Problem details:
From the top of the entries below through the line containing "https://github.com/stv0g/nginx-ingress", return every line exactly as written, please, and stop there.

━━━ Records for processing

Issue #1642, opened 2020-04-23
Proposal: New Proxy which mangages Kubernetes Ingress Resources


stv0g:
Hi all,

I am considering the implementation of a new proxy sub-class which would allow us to ged rid of the CHP:

https://github.com/stv0g/nginx-ingress

The idea is simple: `jupyterhub_ingress_proxy` would create / delete Kubernetes `Ingress` resources when instructed.

There are some minor quirks involved:

#### The whole state of the proxy would reside in the Kubernetes APIServer

We can add the route data as a JSON encoded label

#### Ingress resources must match a Service resource. The Proxy API only provides a URL as the target

But this can be resolved:

- Check if URL points to a hostname or IP
- In case of an IP:
  - Create a `Service` resource without pod selector
  - Create an `Endpoint` resource with the IP address which gets bound to the service
  - Create an `Ingress` resource pointing to the new Service
- In case of an hostname:
  - We create an `Service` resource of type `ExternalName`
  - Create an `Ingress` resource pointing to the new Service

This article here describes the technique from above: https://cloud.google.com/blog/products/gcp/kubernetes-best-practices-mapping-external-services

Alternatively, we might extend the Proxy API to include the singleuser pod name or hide it somewhere in the data attribute which gets passed to Proxy.add_route()

#### Are Ingress controllers fast enough to apply the new Ingress rules without a noticeable delay for the users?

Does somebody have experiences here?

stv0g:
This article here describes the technique from above: https://cloud.google.com/blog/products/gcp/kubernetes-best-practices-mapping-external-services

stv0g:
Alternatively, we might extend the Proxy API to include the singleuser pod name or hide it somewhere in the data attribute which gets passed to `Proxy.add_route()`

manics:
Sounds like an interesting idea!

FYI there's also ongoing work to replace CHP with Traefik: https://github.com/jupyterhub/zero-to-jupyterhub-k8s/pull/1162

There's also ongoing work to add `internal_ssl`:
- https://github.com/jupyterhub/zero-to-jupyterhub-k8s/pull/1535
- https://github.com/jupyterhub/kubespawner/pull/386 This PR adds a service for each pod, so could be relevant to you?

stv0g:
Hi @manics,

[...]

PR #1673, opened 2020-05-18
Support an alternative proxy implementation: KubeIngressProxy with an external k8s Ingress controller

remche:
The  goal of this PR is to enable the use of native k8s ingress controller as described in #1642.

Changes :
1. Adds a way to skip proxy deployment : 
    - adds `proxy.chp.enabled` value (default to true)
    - templates files to avoid deployment of any proxy ressources 
    - pass value to hub configmap to allow hub configuration in `jupyterhub_config.py`

2. Patch the `Role` manifest when `externalIngressController` is enabled to allow (get, watch, list, create, delete, patch) (endpoints, services, ingresses).


remche:
Here is a minimal config file for testing : 

```
hub:
  image:
    name: remche/k8s-hub
    tag: ingress-extv1b1
  redirectToServer: false
  extraConfig:
    ingress_proxy.py: |
      c.JupyterHub.proxy_class = 'kubespawner.proxy.KubeIngressProxy'
      c.KubeIngressProxy.should_start = False
proxy:
  externalIngressController: true
  chp:
    enabled: false
```

- `remche/k8s-hub:ingress-extv1b1` is an jhub image featuring  jupyterhub/kubespawner#402.
- we use KubeIngressProxy and disable chp.

jupyterhub/templates/hub/rbac.yaml
```diff
@@ -19,6 +19,14 @@ rules:
   - apiGroups: [""]       # "" indicates the core API group
     resources: ["events"]
     verbs: ["get", "watch", "list"]
+  {{- if .Values.proxy.externalIngressController }}
+  - apiGroups: [""]       # "" indicates the core API group
+    resources: ["endpoints", "services"]
+    verbs: ["get", "watch", "list", "create", "delete", "patch"]
```
manics, line 25: To help with review did you figure these out by going through the K8s API calls, or is it a guess?

remche:
> Thanks for opening this PR! I haven't had time to try it yet, but what are your impressions of using it so far? Are you planning to use it in production?

I used it on test deployment with both traefik and nginx ingress controller with no pb so far. We would use it in production if merged.

> `proxy.externalIngressController` modifies the hub RBAC role but based on your configuration you still need to manually set `c.JupyterHub.proxy_class = 'kubespawner.proxy.KubeIngressProxy'`. Can you explain why you made this choice?

That's indeed a good question ;) 
It was my testing setup, but you're right I should've put this in `jupyterhub_config.py` !

> There's some ongoing work to refactor the C2JH CI system #1664
> Do you have any thoughts on adding a test scenario for `externalIngressController` _after_ the CI work is completed?

I need a deeper look but my first feeling is that I can add a test scenario for that case.

jupyterhub/templates/hub/rbac.yaml
remche: Additive hardworking way. I added permission according to hub error logs.

remche:
I simplified logic as @manics suggested, relying only on proxy.externalIngressController value. New minimal config file : 
```yaml
hub:
  image:
    name: remche/k8s-hub
    tag: ingress-extv1b1
proxy:
  externalIngressController: true
```

chancez:
@remche does your image have any changes to jupyterhub besides running kubespawner 0.12?

remche:
@chancez I did not try yet but now that kubespawner 0.12 is released and updated in 29e0d56, I'm pretty sure we dont need custom image anymore.

chancez:
It doesn't seem the underlying `KubeIngressProxy` has enough configuration options to be very useful. I can't configure annotations which means I can't set the ingress class, or custom ingress options. @remche did you have any advice on this?

remche:
In our use case we do not need IngressClass nor annotations but I agree that it should propose more configuration options.. With the GA of Ingress and IngressClass we might work on this soon.

manics:
@remche The CI work was completed a while ago and it seems pretty stable. Are you still able to add a test scenario?

consideRatio:
## Summary of relevant understanding to help discussion

JupyterHub relies on _some proxy_ that it can control and configure dynamically. The control JupyterHub exerts on the proxy is made through a well defined Python API [described here](https://jupyterhub.readthedocs.io/en/stable/reference/proxy.html) that can be implemented by any Python class. JupyterHub will delegate the work to for example add a network route to a user pod to a specified Python class (`c.JupyterHub.proxy_class`). This Python class is assumed to be an implementation of a [Proxy base class](https://github.com/jupyterhub/jupyterhub/blob/master/jupyterhub/proxy.py#L68), because JupyterHub will only use those methods to add and remove network routes.

In this JupyterHub Helm chart, we use [the default `c.JupyterHub.proxy_class`](https://github.com/jupyterhub/jupyterhub/blob/abd3bc13d2d7c9100a366c0862b1429981d5c584/jupyterhub/app.py#L653) configuration. This means that we use the [ConfigurableHttpProxy python class](https://github.com/jupyterhub/jupyterhub/blob/be8f8473093777b8e856c73200df471edf3d3e41/jupyterhub/proxy.py#L242). This Python class is acting based on configuration through `c.ConfigurableHttpProxy.<...>` which we do provide [in the Helm chart's `jupyterhub_config.py`](https://github.com/jupyterhub/zero-to-jupyterhub-k8s/blob/8d6b0f6f89116c41d69d670fe621919f0c8464f2/jupyterhub/files/hub/jupyterhub_config.py#L24). This implementation for example needs to know how to speak with the actual Configurable HTTP Proxy server that is then configured using a REST API. The actual proxy that runs [jupyterhub/configurable-http-proxy](https://github.com/jupyterhub/configurable-http-proxy) is running outside the JupyterHub container and is deployed through the Helm chart. It is running in a k8s Pod (`proxy-123..-.123..`) part of a k8s Deployment (`proxy`) and reached through a k8s Service (`proxy-public` or `proxy-http` depending on automatic HTTPS certificate acquisition is configured).

My understanding of this PR is that it want to accomplish two things. First that it wants to enable opting out of the default proxy implementation, and second that it wants to enable opting in to use the a class defined in [jupyterhub/kubespawner](https://github.com/jupyterhub/kubespawner) far less known than the actual Spawner, which is the [`KubeIngressProxy` class](https://github.com/jupyterhub/kubespawner/blob/master/kubespawner/proxy.py#L45).  `KubeIngressProxy` class that works by speaking with k8s API to create k8s `Ingress` and `Service` resources. K8s `Services` resources are entrypoints for network traffic to pods, and K8s `Ingress` resources are entrypoints for network traffic entering the k8s cluster and will point to k8s Services. The Ingress resources require a _ingress controller_ that inspects the Ingress resources and does the actual network traffic routing.

consideRatio:
## My thoughts about this PR

### Opting out of CHP usage
Enabling this Helm chart to let the advanced user opt out of the default proxy implementation seems fine to me. Such Helm chart configuration option should in my mind opt out in in a way agnostic to the replacement alternative. Adding such CHP opt-out feature would make sense to make a standalone PR as its quite a significant feature by its own.

__Notes for an opt-out of CHP PR__
- It would be good to add a conditional `fail` trigger in the `NOTES.txt` Helm template which is part of the Helm chart. This trigger could trigger on having an known invalid configuration such as having asked to opt out of using CHP while at the same time requesting something related to HTTPS as that typically depends on CHP or the k8s Services created along it.
- It would be important to have associated documentation about opting out centered about the consequences of the Helm charts functionality impacted.

### Opting in to use `KubeIngressProxy`
The support of using `KubeIngressProxy` as an alternative to the default CHP implementation is whats most complicated to review in my mind, as I consider it require a more in depth decision for the project as a whole. To motivate a positive decision I would like to feel confident it adds value and that we as a open source community are able to maintain it.

At the moment, I'm curious to know who is using the `KubeIngressProxy` and for what reasons over the CHP, and some history why we in this projected opted to use CHP in favor of `KubeIngressProxy` in the first place. I have not until now properly positioned the KubeIngressProxy class as sometehing that could make sense to use in this Helm chart so I have some thinking to do still.

@minrk and @yuvipanda I'd be interested to hear your thoughts about this and some history about the past thinking regarding CHP / KubeIngressProxy.

yuvipanda:
`KubeIngressProxy` was created to support extremely large deployments - see https://github.com/berkeley-dsep-infra/data8xhub for a config that was stress tested to like, 40k simultaneous users with sharding. It helped with HA, and removed the proxy as a source of scalability problems.

However, it turns out that when people say they expect upto 40k concurrent users, they are wildly optimistic haha. We had 40k total users, but barely 2k concurrent users. The setup I had was not worth it at the scale we *really* had, and I moved it back to CHP. I hadn't touched KubeIngressProxy since then, although it continues to work I think. We never publicized it either...

I think the main reason we didn't make KubeIngressProxy the *default* in z2jh is that it would require we bundle an ingress controller, and I lost a lot of steam at that time due to health issues. I think removing CHP completely is a noble goal that we should work towards, either via traefik-proxy or via default ingress objects. The HA, performance and upstream support make it worth it. 

An issue with ingress objects is that the route is *eventually consistent*, unlike with CHP where it's immediately consistent on return from the API call. I added support for [exponential backoff in user redirects](https://github.com/jupyterhub/jupyterhub/pull/1250) in JupyterHub to work around this, and it worked fairly well. IMO, this was the biggest issue with Ingress controllers - some take more than a second to register new routes...

Anyway, I welcome efforts to remove CHP from here :)

P.S. My first JupyterHub project was to implement a CHP alternative [with nginx](https://github.com/yuvipanda/jupyterhub-nginx-chp), by mimicking the CHP API (before proxy_class was a thing). So this warms my heart haha.

remche:
> @remche The CI work was completed a while ago and it seems pretty stable. Are you still able to add a test scenario?

@manics I worked on the test scenario but faced some weird issue with k3s on travis. I will give another try.
https://travis-ci.com/github/remche/zero-to-jupyterhub-k8s/builds

Besides being more "elegant" and k8s native, using ingress resources enable high availability and better resilience without the need to have a redis server. It would allow to use service mesh, too.

consideRatio:
Thanks for thorough and interesting work @remche!

I'd like to see the Helm chart configuration option be more obvious, as the boolean `externalIngressController` doesn't convey much unless you have a very clear understanding about what it already does in my mind. By configuring `proxy.type: chp` to `proxy.type: kip` it becomes a bit clearer though that we are replacing one approach with another.

I'm not great a reviewing this PR without any experience of using the KubeIngressProxy myself, but I think this can be merged without too much consideration if there is agreement to maintain support for this. I don't have a clear idea of this, and would like to know if @yuvipanda who has worked on KubeIngressProxy thinks this is worthwhile to support in Z2JH. What do you think @yuvipanda?

## My overview of the PR

This PRs goal is to let the JupyterHub Helm chart support using another proxy implementation than the default.

In the default proxy implementation, we run a [configurable-http-proxy](https://github.com/jupyterhub/configurable-http-proxy) within the k8s deployment named proxy, and let it be controlled through the [ConfigurableHTTPProxy class](https://github.com/jupyterhub/jupyterhub/blob/6ecda96dd636dfdd0cf34fcf6c1fc44942779c01/jupyterhub/proxy.py#L411).

To use another proxy implementation, we update both:
- `c.JupyterHub.proxy_class` to use another Proxy class, which is JupyterHub's interface to communicate it needs for certain network routes to be updated for the spawned user pods.
- The k8s proxy Deployment resource and its associated resources that are no longer needed.

Overall, I think what is important for this PR to get merged is that we lock in sensible configuration. I'd also like to see documentation to help future maintainers maintain this as part of Z2JH without for example being active users of this proxy implementation themselves. I think this comment takes us a bit along the way, but it would be great to have a section that introduce this configuration option properly in the z2jh.jupyter.org documentation both for users and maintainers.

## My technical considerations
- Does KubeIngressProxy support adding JupyterHub services and such as well?
- How does usage of KubeIngressProxy influence usage of autohttps? How can KubeIngressProxy handle that through changes to the Ingress resources etc?
- Does this Helm chart need to pass through additional configuration to configure the KubeIngressProxy class?

Id2ndR:
Thank you for this interesting work @remche. I tested it, and here are the remaining problems I found:
- KubeIngressProxy spawn *jupyter--2f-route* ingress that route to the hub just like *jupyterhub* ingress (the last one is created by the z2jh chart when *ingress.enabled* is true). Using the chart ingress however still is necessary to add annotations (like cert-manager / ingress class ones).
- KubeIngressProxy's spawned services and ingresses are not cleaned up when the chart is uninstalled
- configuration of KubeIngressProxy is not possible yet

IMHO, this PR mainly depends of https://github.com/jupyterhub/kubespawner/pull/406 and should be reworked after the latest is merged.

consideRatio:
@remche I'll opt to close this PR at this point as I perceive it as KubeIngressProxy [isn't a well enough maintained project](https://github.com/jupyterhub/kubespawner/pull/568/files) for z2jh to support integration against it with all the complexity that follows of testing, documenting, and adding to the general maintenance burden of the z2jh repo.

Thank you for your work on this nevertheless!

remche:
@consideRatio I agree and I'm really sorry not to have much time to spend on this.

consideRatio:
No worries at all, thank you for pioneering work on this in the open!!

━━━━━━

Solved problem:
Issue #1642, opened 2020-04-23
Proposal: New Proxy which mangages Kubernetes Ingress Resources


stv0g:
Hi all,

I am considering the implementation of a new proxy sub-class which would allow us to ged rid of the CHP:

https://github.com/stv0g/nginx-ingress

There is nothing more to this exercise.